Initially I was going to test the new one to make sure it worked, but I didn't feel like going out in the cold to get my cables or jump box. And this guy has been rebuilding starters and alternators for decades so I figured I didn't really need to. I got it all back together last night and as soon as I touched the negative battery cable to the post, the starter started spinning. I pulled the ignition wire off the starter and tried again. No change.
So, I went ahead and took the intake manifold off again (well, the upper plenum anyway) and pulled the starter. Again. Put it on the floor, hooked up the jump box to the case and the battery cable terminal. Switch the box on and the starter just takes off. It doesn't appear to snap the gear forward, it just spins.

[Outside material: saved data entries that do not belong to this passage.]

PR #954, opened 2023-11-14
Daily herd milk fat and protein added

JoeWaddell:
In Cow.py:
Created and assigned to Cow:
- daily_milk_fat_kg
- daily_milk_protein_kg

In life_cycle.py:
created:
- daily_herd_milk_fat_kg
- daily_herd_milk_fat_percent
- daily_herd_milk_protein_kg
- daily_herd_milk_protein_percent

Added daily_herd_milk_fat_percent and daily_herd_milk_protein_percent to life_cyle_daily_update_herd_keys.


jadamchick:
This is useful because % fat and % protein are only reported on a per cow per day basis, and calculating a whole-herd average requires weighting by each cow's milk production.  This is a common metric used to track herd production and would be useful to have ready-to-go out of the simulation. They can then be used to easily calculate whole herd Energy Corrected Milk or Fat & Protein Corrected Milk in post.

Ed731551:
Adding to Julie's post, I would like to suggest a minor change. Instead of using kg for naming these variables, I would say it is better to use the word 'yield'. For example, In Cow.py (same applies for life_cycle.py), instead of 'daily_milk_fat_kg', I would prefer to use: 'daily_milk_fat_yield'. That terminology is of common use in Animal Science and directly reflects the purpose of these variables (yield of milk solids components: fat, protein, lactose). Either kg or kg/d are units for these variables.

Similar observation for %. Instead of '%' may be 'Comp.; for referring to composition. Just suggestions. Thanks.

tomhuhh:
Adding to Edward's comments on the naming conventions, I tend to agree with using `'yield' `and `'comp'` instead of `'kg' `and `'percent'` in the variable names. Thanks!

RUFAS/routines/animal/life_cycle/cow.py
```diff
@@ -338,9 +341,13 @@ def milking_update(self, sim_day, calving_interval):
             daily_fat_correct_milk_production = \
                 0.4 * estimated_daily_milk_produced + \
                 0.15 * fat_percent * estimated_daily_milk_produced
+            self.daily_milk_fat_kg = fat_percent*estimated_daily_milk_produced
+            self.daily_milk_protein_kg = self.mPrt * self.estimated_daily_milk_produced
         else:
             fat_percent = 0
             daily_fat_correct_milk_production = 0
+            self.daily_milk_fat_kg = 0
+            self.daily_milk_protein_kg = 0
```
tomhuhh, line 376: I would suggest that we add here that the milk protein and lactose percentages should also be set back to zero if the cows are not lactating.

tomhuhh: Maybe this has been addressed in the life_cycle.py but I would address it here as well for consistency.

tomhuhh (commented):
Looks good to me with minor change suggestions.

jadamchick:
Hi all - either naming convention is fine with me. I personally think "kg" and "%" is more clear (I don't know that I would know what "comp" was referring to without someone telling me at least once that it is short for composition -- I would jump to "components", and think it was redundant to say "milk_fat_component"). But I trust you all on what you think is best. @tomhuhh @Ed731551 @JoeWaddell

RUFAS/routines/animal/life_cycle/cow.py
JoeWaddell: Current behavior is that `mPrt` and `lactose_milk` are never modified: they are hardcoded in `__init__`. I've opened an Issue to address this: https://github.com/RuminantFarmSystems/MASM/issues/962

JoeWaddell:
I favor having the units in the variable names themselves when possible, since it will A) help SWEs when adding methods, and B) help SMEs when evaluating raw outputs.

One option: what about unit suffixes in the code (for clarity), and longer, proper Animal Science names in output manager? e.g. the call to om would be something like:
`om.add_variable("Herd_milk_fat_yield_(kg/day)", daily_herd_milk_fat_kg, info_map)`


I think this is something both @KFosterReed and @PooyaHekmati would be able to comment on, since it deals with naming conventions we need to keep in mind moving forward. In the short term, whatever we decide here will apply to the same questions in #955

PooyaHekmati:
> I favor having the units in the variable names themselves when possible, since it will A) help SWEs when adding methods, and B) help SMEs when evaluating raw outputs.
> 
> One option: what about unit suffixes in the code (for clarity), and longer, proper Animal Science names in output manager? e.g. the call to om would be something like: `om.add_variable("Herd_milk_fat_yield_(kg/day)", daily_herd_milk_fat_kg, info_map)`
> 
> I think this is something both @KFosterReed and @PooyaHekmati would be able to comment on, since it deals with naming conventions we need to keep in mind moving forward. In the short term, whatever we decide here will apply to the same questions in #955

We definitely want to be as future-proof as possible, but that shouldn't come at the cost at the expense of blocking the progress today. If having the units as suffix in the key is highly desired, I have nothing against it. Just don't do it manually. Instead, you can do: `info_map["suffix"]="(kg/day)"` an OM takes care of the rest.

RUFAS/routines/animal/life_cycle/cow.py
```diff
@@ -338,9 +341,13 @@ def milking_update(self, sim_day, calving_interval):
             daily_fat_correct_milk_production = \
```
ew3361zh, line 366: Do you think we could get some references on these formulas used for fat_percent and daily_fat_correct_milk_production? Seems like a lot of magic numbers (okay to make an issue about it if this isn't the PR to accomplish this in).

RUFAS/routines/animal/life_cycle/cow.py
```diff
@@ -113,6 +113,8 @@ def __init__(self, args):
         self.milking = False
         self.days_in_milk = 0
         self.estimated_daily_milk_produced = 0
+        self.daily_milk_fat_kg = 0
+        self.daily_milk_protein_kg = 0
```
ew3361zh: Can we add the definitions of these somewhere?

JoeWaddell: Good call: I'll add the definitions in comments below for now, but have opened an Issue to handle this in a more uniform manner across the animal types (and also tackling the other comment you outlined). https://github.com/RuminantFarmSystems/MASM/issues/970

The Issue description I just wrote likely leaves something to be desired, so any SME/SWEs please feel free to chime in!

RUFAS/routines/animal/life_cycle/cow.py
JoeWaddell: Opened an Issue to resolve this: https://github.com/RuminantFarmSystems/MASM/issues/971

Also easy fodder for the Fixathon, if we don't get to it before then.

ew3361zh (approved):
LGTM. I would update the main comment/description to reflect the changes to the names (e.g. `daily_milk_fat_kg` -> `milk_fat_kg`) and I think the docstrings you added (and the ones we'll add later in the fixathon) will be great to address any questions as to what the variable represents.

RUFAS/routines/animal/life_cycle/cow.py
tomhuhh: Thanks for creating an issue Joe! However, that creates another potential issue because based on my past experience working with the data, even if the animal is not lactating, the code still assign them with milk protein and lactose values. By controlling those values here, we can potentially resolve that issue. What are your thoughts on this?

tomhuhh: Also, just to comment on the milk protein and lactose values, I believe from what I learnt from Kristan they are quite stable throughout the lactation. Thus, it is okay to assume they do not change. However, for sure, we can implement more dynamic equations to predict these values in the future.

tomhuhh (commented):
Thanks Joe! I added a few more comments regarding milk protein and lactose. Otherwise, I think this PR is good to go.

RUFAS/routines/animal/life_cycle/cow.py
JoeWaddell: So I added some logic and constants: please let me know if the descriptions are correct from an animal science perspective. Otherwise, I think it does what you've requested: adds logic to the milking update method, but should work here? The whole herd values now vary a little, since it's counting lactating and non-lactating animals (this should also be checked that it's expected behavior)

tomhuhh: Thanks Joe! I can confirm that for non-lactating animals, milk fat, protein and lactose are 0. So this is great! While checking this, I noticed that for over 360 lactating animals, there milk fat values are 0. What are your thoughts on this? 

To replicate this issue, you can run `python3 -c "from main import run_rufas; run_rufas(exclude_info_maps=True, clear_output=True)"` with the current branch and use the filter `Cow.milking_update`. 

Screenshot 2023-11-22 at 11 29 51 AM

Thanks!

RUFAS/routines/animal/animal_module_constants.py
```diff
@@ -69,6 +69,15 @@ class AnimalModuleConstants:
...
+    MILK_CRUDE_PROTEIN = 3.2
+    """Milk crude protein content, percentage."""
+
+    MILK_LACTOSE = 4.85
+    """Milk lactose content, percentage."""
+
+    MILK_TRUE_PROTEIN = 3.5
+    """Milk true protein content, percentage."""
+
     DMI_CONSTRAINT_PERCENT = 0.20
```
tomhuhh, line 81: These descriptions look good to me! Thank you Joe!

RUFAS/routines/animal/life_cycle/cow.py
JoeWaddell: I think I've figured out the problem: 1) I updated the code so we update self.fat_percent here, since it was being assigned elsewhere (in `update`).  2) Some individuals will still have a fat_percent equal to 0.0, since that's what the equation gives if days_in_milk = 1. We should consider whether this equation needs to be modified.

tomhuhh: Thanks Joe! That is a huge progress! The outputs reflect your description. Also, milk fat content should not be 0 on the first day. Typically, milk (colostrum) fat content from day 1 should be higher than milk fat content later on (https://www.ncbi.nlm.nih.gov/pmc/articles/PMC6940821/#:~:text=Colostrum%20contains%20bioactive%20components%20with,vitamins%20and%20polyunsaturated%20fatty%20acids.). Thus, I agree that we should consider a fix.

tomhuhh:
After checking with @KFosterReed, we have decided to use milk fat estimated on DIM = 2 to represent that value on DIM =1 due to the limitation of the prediction equation as a temporary fix. The plot of the milk fat as a function of DIM also proves this point. @KFosterReed or I (if I can find it in the time being) will upload the documentation for this equation to Basecamp Animal module/life cycle folder. Thanks! 

image

RUFAS/routines/animal/life_cycle/cow.py
```diff
@@ -274,6 +280,24 @@ def update_milk_production_history(self, sim_day):
...
+        Note that this equation produces 0.0 if days_in_milk is set to one,
+        so we've implemented a minimum days_in_milk value of 2.
+
+        Parameters
+        ----------
+        days_in_milk : int
+            Number of days in milk.
+        """
+        if days_in_milk == 1:
+            days_in_milk = 2
```
tomhuhh, line 296: This fix agrees with our discussion.

tomhuhh (approved):
LGTM! Thanks Joe!

PR #955, opened 2023-11-14
update "methane" to "enteric_methane" with units

JoeWaddell:
Updated "methane" keys related to enteric methane from "methane" to "enteric_methane_g" or "enteric_methane_kg" (pen_manure.py only).
Since they are all within manure sections of the code and output, it is helpful to clarify that these values are methane from enteric fermentation, not manure handling and storage.


Ed731551:
Agree. I think it is important to make that distinction.

RUFAS/routines/animal/manure/calf_manure_excretion.py
```diff
@@ -113,7 +113,7 @@ def manure_calculations(ration_formulation,
         phosphorus=manure_phosphorus_excreted,
         phosphorus_fraction=manure_phosphorus_fraction,
         potassium=0,
-        methane=methane_emission
+        enteric_methane_g=methane_emission
```
tomhuhh, line 116: I am not sure if we want to go with this naming format with the variables. If so, that means all the other variable names need similar modification. Could we add the unit to the output variable name instead?

RUFAS/routines/animal/manure/dry_cow_manure_excretion.py
```diff
@@ -193,7 +193,7 @@ def manure_calculations(ration_formulation,
         phosphorus=manure_phosphorus_excreted,
         phosphorus_fraction=manure_phosphorus_fraction,
         potassium=potassium,
-        methane=methane_emission
+        enteric_methane_g=methane_emission
```
tomhuhh, line 196: Same thoughts as above.

RUFAS/routines/animal/manure/dry_cow_manure_excretion.py
```diff
@@ -61,7 +61,7 @@ def manure_calculations(ration_formulation,
     nutrient_amounts, nutrient_concentrations = RationReporter.report_ration(
         ration_formulation, feed.available_feeds)
     dry_matter_intake = nutrient_amounts['dm']
-    ash_diet_content = nutrient_amounts['ash']
+    # ash_diet_content = nutrient_amounts['ash']
     CP_concentration = nutrient_concentrations['CP']
     potassium_concentration = nutrient_concentrations['potassium']
     ASH_concentration = nutrient_concentrations["ash"]  # TODO: Unused
```
tomhuhh: I think we can remove the `# TODO: Unused` because it is used.

RUFAS/routines/animal/manure/dry_cow_manure_excretion.py
```diff
@@ -61,7 +61,7 @@ def manure_calculations(ration_formulation,
     nutrient_amounts, nutrient_concentrations = RationReporter.report_ration(
         ration_formulation, feed.available_feeds)
     dry_matter_intake = nutrient_amounts['dm']
-    ash_diet_content = nutrient_amounts['ash']
+    # ash_diet_content = nutrient_amounts['ash']
```
tomhuhh, line 64: Agree that we can comment out this line of code.

RUFAS/routines/animal/manure/growing_heifer_manure_excretion.py
```diff
@@ -95,7 +95,7 @@ def manure_calculations(ration_formulation,
                       ) * GeneralConstants.GRAMS_TO_KG
 
     # Nitrogen excretion in feces, kg [A.3B.B.3]
-    fecal_nitrogen = manure_nitrogen - urine_nitrogen  # TODO: Unused
+    # fecal_nitrogen = manure_nitrogen - urine_nitrogen  # TODO: Unused
```
tomhuhh: Agree that this should be commented out because it is not output. However, it is good to know that we can calculate this value when we need to.

RUFAS/routines/animal/manure/lactating_cow_manure_excretion.py
```diff
@@ -124,7 +128,7 @@ def manure_calculations(ration_formulation,
     dry_matter_concentration = nutrient_concentrations['dm']
     ADF_concentration = nutrient_concentrations['ADF']
     CP_concentration = nutrient_concentrations['CP']
-    lignin_concentration = nutrient_concentrations['lignin']
+    # lignin_concentration = nutrient_concentrations['lignin']
```
tomhuhh, line 131: Agree with the change.

tomhuhh (commented):
Thanks for catching this Joe! I agree with the naming change from `'methane'` to `'enteric methane'.` However, I am uncertain if we want to have `'enteric methane g'` and` 'enteric methane kg'` separately. If we decide to report enteric methane in kg, I tend to think that we should make that conversion of units inside the `_manure_excretion.py` files.

jadamchick:
Hi everyone! I'm ambivalent about where it happens and trust your judgement, as long as somewhere it will be be indicated what the units are for the methane outputs, especially since right now they are being reported in kg in some places and in g in other places. I would 100% support if we want to add units to all key names, not just methane :) but my agenda right now was just to make sure we don't report enteric methane emissions to stakeholder farms that are off by a factor of 1000 or 1000000 bc of unit carelessness when handling the outputs (I'm a primary culprit for that type of thing).  @JoeWaddell  @tomhuhh

Ed731551:
In terms of herd, units should be in kg/d. On an individual animal basis g/d. Some people interested on estimating carbon footprint of the dairy farm might appreciate an annual report of the herd in metric tons per year. For consideration.

RUFAS/routines/animal/manure/calf_manure_excretion.py
JoeWaddell: Good question: it looks like the way `ManureManagerOutputHelper` is set up would preclude easily adding suffixes for all the outputs in this dataclass. However @ltp23 can likely clarify. 

I think I prefer the practice of adding SI unit abbreviations to variable names - when possible, since sometimes names are long enough (or are self-evident).

The drawback - as you mentioned - is that it is  be ust one of *many* names that would need to be updated, if want a unified system. I think making that change over time makes sense, though, and can be added to tech debt and Fixathon 2024 tasks!

Isgotkowitz:
> In terms of herd, units should be in kg/d. On an individual animal basis g/d. Some people interested on estimating carbon footprint of the dairy farm might appreciate an annual report of the herd in metric tons per year. For consideration.

@Ed731551 this is a great point to raise. I think specifying the time span of the data is really important too, as we make output reporting more complex and possibly give users options for the time span they want their data collected over.

RUFAS/routines/animal/manure/calf_manure_excretion.py
Isgotkowitz: > I think making that change over time makes sense, though, and can be added to tech debt and Fixathon 2024 tasks!

I agree, trying to make all those changes at once might really bog everyone down if it is attempted outside of something like the Fixathon. But before those changes begin to be implemented, can we develop a team-wide standard that everyone should follow when adding units to variable names and outputs?

RUFAS/routines/animal/manure/lactating_cow_manure_excretion.py
```diff
@@ -34,25 +35,28 @@ def methane_mitigation(NDF_concentration: float,
...
-        Methane mitigation method used to reduce enteric methane emissions, including "3-NOP", "Monensin", "Essential Oils", and "Seaweed". 
-    methane_mitigation_additive_amount: float 
-        The amount of methane mitigation feed additive that is added, mg/kg dry matter intake (DMI). The recommended dose for 3-NOP is between 40 and 100 mg/kg DMI, while that for monensin is between 16 and 36 mg/kg DMI. 
+    methane_mitigation_method: str
+        Methane mitigation method used to reduce enteric methane emissions, including "3-NOP", "Monensin",
+        "EssentialOils", and "Seaweed".
+    methane_mitigation_additive_amount: float
+        The amount of methane mitigation feed additive that is added, mg/kg dry matter intake (DMI).
+        The recommended dose for 3-NOP is
+        between 40 and 100 mg/kg DMI, while that for monensin is between 16 and 36 mg/kg DMI.
```
Isgotkowitz, line 44: I don't think these docstrings need to be as specific as they are. If possible, they should reference other parts of the code or documentation written that list all methane mitigation strategies/have a complete list of recommended ranges for different strategies.

Isgotkowitz (approved):
Looks good

KFosterReed (approved):
These name changes make sense to me. I am going to add an issue about the fecal N. I don't think it is currently used in the manure module or directed to the output reports. It is a useful value for outputting though not currently critical so I will make a low priority issue.

Issue #1625, opened 2024-05-08
Disentangle the Manure and Crop & Soil modules


Isgotkowitz:
The connection between the Manure module and the Crop and Soil module should be disentangled so that they meet the requirements outlined in #1622.

## Suggested Solution

The method `_check_manure_application_schedule` in `Field` should be moved from `manage_field` into its' own wrapper method (or just made public), and should return a `NutrientRequestResults` containing requested manure (if any) to `FieldManager`. This request is then returned by `FieldManager` to `SimulationEngine`, which passes it to `ManureManager`'s `request_nutrients` method. That method will return `NutrientRequestResults` which should be passed back into `FieldManager`. It might be easiest to pass the `NutrientRequestResults` into `FieldManager` through `daily_update_routine`, which then routes the different manure applications to different `Fields` using a mapping based on the field's name.

The implementations of `NutrientRequest` and `NutrientRequestResults` should be moved into a new directory that is not in either the Crop and Soil module or the Manure module. A new subdirectory may be needed for this.

The Crop and Soil module will request manure from the `FieldManureSupplier` (instead of the `ManureManager`) when no animals are simulated, and this behavior must be preserved. One of the easiest ways of doing this might be to simply move the `FieldManureSupplier` into the Manure module and have the `ManureManager` manage the logic how manure applications are created.

## Current Behavior

The Crop and Soil module's `FieldManager` takes the Manure module as an argument at initialization and keeps it as an attribute of `Field` instances when animals are simulated. When a manure application needs to be created (and animals are being simulated), the Manure Manager is called to construct a manure application in `Field._execute_manure_application`.

Isgotkowitz:
Grooming session: @adhikaripradip75 we (the dev team) would like to get your input on how the Manure and Crop & Soil modules should be connected.

adhikaripradip75:
Hello Ed, Thanks for question.
Today I am at Marshfield and the internet connection is poor and I am not
able to access slack properly.
By the way what is coming out from the manure module: solid manure (kg),
liquid manure (L) and slurry too ??.

There will be a couple of options for the manure that is coming out of the
dairy to manure storage and storage to the cropping fields.
1. 100% applied to the fields.
2. Many dairy producers export portion to the third party and apply
the remaining portion in the crop fields.
3. Some dairy imports manure too.
4. 100% exported to the third party

Many dairy farmers have multiple crop fields, they only apply manure to the
[...]

PR #1940, opened 2024-08-16
Move `FieldManureSupplier` to Manure Module

Isgotkowitz:
Title

### Context

Issue(s) closed by this pull request: lays the groundwork for #1625 

- [ ] Yes
- [x] No

### What

The `FieldManureSupplier` is being moved from the Crop and Soil module to the Manure module - but importantly, it does not change how it is used by the Crop and Soil module, this will happen in a follow up PR.

### Why

When the Crop/Soil and Manure modules are disentangled, all manure requests and fulfillments should be passed through the same mechanism - in SimulationEngine. Moving the FieldManureSupplier in the Manure module ensures this will always happen, regardless of whether or not animals are being simulated.

### How

Using `git mv`, the FieldManureSupplier (and its tests) has been moved to the Manure module. It is set up to be used by the Manure Manager in the same way it is used in the Field Manager. All import statements for it have been updated.

### Test plan

The unit test suite for the Manure manager has been updated and written to ensure that it functions as expected.

Also the below filter has been used on both this branch and dev branch to ensure that the behavior of manure request fulfillments remains the same: 
```json
{
    "multiple": [
        {
            "name": "apps",
            "filters": [
                ".*manure_application\\.field.*"
            ]
        }
    ]
}
```

## Update
I have completely removed the `FieldManureSupplier` from the Crop and Soil module, and all manure that is requested by the Crop and Soil module gets routed through `ManureManager.request_nutrients`. This was achieved by removing `_get_manure_supplier` from `FieldManager`, as well as all import statements of `FieldManureSupplier` in the Crop and Soil module.  I realized this was an important change to make because otherwise there would have been duplicate code for deciding when to use `FieldManureSupplier`, and that is not a state the code should ever be left in. The test strategy remains the same, I ran the default simulation on this branch and on `dev` with `simulate_animals` set to false and they had the same manure applications applied - as expected!


RUFAS/routines/manure/manure_manager.py
```diff
@@ -9,6 +9,7 @@
 from RUFAS.time import Time
 
 from ...data_structures.pen_manure_data import PenManureData
+from ...output_manager import OutputManager
```
ew3361zh:
```suggestion
from RUFAS.output_manager import OutputManager
```

I believe we want to get away from these relative import statements when possible.

ew3361zh:
I think this looks good, Ed. Had one comment about an import statement.

My only hesitation to approve is confusion on whether this is supposed to close out #1625 (it says "lays the groundwork for 1625"). If not, are you working on a second PR that will address the rest of it this sprint?

Isgotkowitz:
> I think this looks good, Ed. Had one comment about an import statement.
> 
> My only hesitation to approve is confusion on whether this is supposed to close out #1625 (it says "lays the groundwork for 1625"). If not, are you working on a second PR that will address the rest of it this sprint?

No, this PR should not close out #1625. Yes, I will be working on that second PR soon! I thought it better to start with just this, because moving the FieldManureSupplier is a pretty easy change to make in a very self contained way. I haven't started the second PR yet, but if you would prefer to see the final result before approving this I can move it up my list.

RUFAS/routines/manure/manure_manager.py
Isgotkowitz: Hmm we should ask @PooyaHekmati about this, I was under the impression they were a best practice but I'm not sure.

ew3361zh:
> > I think this looks good, Ed. Had one comment about an import statement.
> > My only hesitation to approve is confusion on whether this is supposed to close out #1625 (it says "lays the groundwork for 1625"). If not, are you working on a second PR that will address the rest of it this sprint?
> 
> No, this PR should not close out #1625. Yes, I will be working on that second PR soon! I thought it better to start with just this, because moving the FieldManureSupplier is a pretty easy change to make in a very self contained way. I haven't started the second PR yet, but if you would prefer to see the final result before approving this I can move it up my list.

No need. This write-up here is sufficient. Just wanted to make sure it wasn't closing the issue with some outstanding pieces to be completed. Thanks, Ed.

ew3361zh (approved):

RUFAS/routines/manure/manure_manager.py
PooyaHekmati: @Isgotkowitz I'm curious to know the reason.

Isgotkowitz: @PooyaHekmati in the case that the path to module is modified (something gets renamed), the number of import statements that have to be modified is minimized.

PooyaHekmati: I don't think so. The relative path to the module is different depending on where you are importing it from. Therefore, when it needs modification, multiple things have to be modified if the paths are relative. But if all the paths to OM are absolute, then it is as easy as bulk replacement. 
Also, this is anti-pattern, which is bad.

Isgotkowitz: Noted! I will make this absolute then, thanks Pooya

RUFAS/routines/manure/manure_manager.py
```diff
@@ -85,10 +87,18 @@ class ManureManager:
         A dictionary that maps an animal pen's id to a ManureSeparator object.
     manure_treatments : Dict
         A dictionary that maps an animal pen's id to a Treatment object.
+    animals_are_simulated : bool
+        Records whether animals are being simulated.
```
allisterakun: I remember that this variable is called `simulate_animals` in the simulation engine. Do we want to rename it to keep consistency?

RUFAS/simulation_engine.py
```diff
@@ -173,6 +173,9 @@ def _initialize_simulation(self) -> None:
 
         self.animal_manager = AnimalManager(animal_class_config, self.feed, self.weather, self.time)
         all_pen_manure_data = self.animal_manager.collect_pen_manure_data()
-        self.manure_manager = ManureManager(all_pen_manure_data, self.weather, self.time, manure_class_config)
+        are_animals_simulated = self.im.get_data("config.simulate_animals")
```
allisterakun:
```suggestion
        are_animals_simulated: bool = self.im.get_data("config.simulate_animals")
```

allisterakun (approved):
Looks good, nice work, Ed! Quite straight-forward changes of import statements. Left two simple comments, otherwise looks good!

RUFAS/routines/manure/manure_manager.py
Isgotkowitz: Good idea, I will put that in. Food for thought though, maybe `simulate_animals` would be better as the parameter name and `animals_are_simulated` would be more appropriate as the attribute name. The reason is that `simulate_animals` sounds like an imperative i.e. it is telling the code whether or not to do something, while `animals_are_simulated` sounds more reactive, like it is passively accepting information. In the context of the manure module it makes a little more sense (to me) that it would passively accept whether or not animals are simulated, because it has no control over whether animals are simulated.

RUFAS/routines/field/manager/field_manager.py
```diff
@@ -56,10 +55,8 @@ def __init__(self, manure_manager: ManureManager, feed_manager: FeedManager):
         if not fields:
             self.om.add_warning("No field input files.", "No fields will be simulated.", info_map)
 
-        manure_supplier = self._get_manure_supplier(manure_manager)
-
         for field in fields:
-            new_field = self._setup_field(field, manure_supplier, feed_manager)
+            new_field = self._setup_field(field, manure_manager, feed_manager)
```
ew3361zh, line 59: Curious about the choice of using `manure_manager` here and `manure_supplier` everywhere else.

RUFAS/routines/manure/manure_manager.py
```diff
@@ -117,6 +129,15 @@ def __init__(
...
         self._manure_nutrient_manager = ManureNutrientManager()
+        self.simulate_animals = simulate_animals
+        if not self.simulate_animals:
+            info_map = {"class": self.__class__.__name__, "function": "__init__"}
+            OutputManager().add_log(
+                "Animals not being simulated",
+                "Manure for field applications will be created by the FieldManureSupplier",
+                info_map,
+            )
+        self._field_manure_supplier = FieldManureSupplier()
```
ew3361zh: What do you think about indenting 140 (`self._field_manure_supplier = FieldManureSupplier()`) so it only gets instantiated `if not self.simulate_animals` is true?

No reason to create it if it's not needed.

RUFAS/routines/field/manager/field_manager.py
Isgotkowitz: No good reason in particular - I just updated it to consistently use `manure_manager` instead of `manure_supplier`. This wasn't a significant change, but did add a lot of lines changed because a lot of keyword args had to be updated in tests

allisterakun (approved):
Good job, Ed! LGTM.

I tested setting `simulate_animals` to false, and the program behaved as expected. 
All unit tests are appropriately updated to cover all the changes made in this PR:
```
Name                                                                Stmts   Miss  Cover   Missing
-------------------------------------------------------------------------------------------------
.\RUFAS\routines\field\field\field.py                                 426      1    99%   1238
.\RUFAS\routines\field\manager\field_manager.py                       153      0   100%
.\RUFAS\routines\manure\field_manure_supplier.py                       35      0   100%
.\RUFAS\routines\manure\manure_manager.py                             167      0   100%
.\RUFAS\simulation_engine.py                                           80      3    96%   83, 152, 155
.\tests\soil_crop_tests\field_tests\test_field.py                     762      2    99%   1028-1029
.\tests\soil_crop_tests\field_tests\test_tillage_application.py        70      0   100%
.\tests\soil_crop_tests\manager_tests\test_field_data_reporter.py     139      0   100%
.\tests\soil_crop_tests\manager_tests\test_field_manager.py           186      0   100%
.\tests\test_manure_module\test_field_manure_supplier.py               14      0   100%
.\tests\test_manure_module\test_manure_manager.py                     338      0   100%
.\tests\test_simulation_engine.py                                     151      0   100%
-------------------------------------------------------------------------------------------------
TOTAL                                                                2521      6    99%
```

RUFAS/routines/manure/manure_manager.py
Isgotkowitz: Good idea. I'm not sure if this is a best practice to only init an attribute sometimes, but in this case it seems pretty safe and no of the static analysis tools have a problem with it, so I'll go for it.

The starter looks roughly like this one:
As far as I have ever encountered, the only real way to screw up the install would be to tighten the nut that holds the positive cable so much that the copper stud breaks off. I got the nut snug, but I didn't use a torque wrench on it.
I was going to see if maybe the solenoid was stuck or something by trying to put a jumper wire on the ignition switch connection there and/or try to manually push the gear back and forth to see if it's just a little stuck between.
Assuming neither of those things does it, is there some way I could have screwed that up and caused it to fail in this manner? Or is this just an oops on the rebuild?
The good news is that I can get the intake manifold off and the the starter pulled in about 30 minutes now. So I've got that going for me!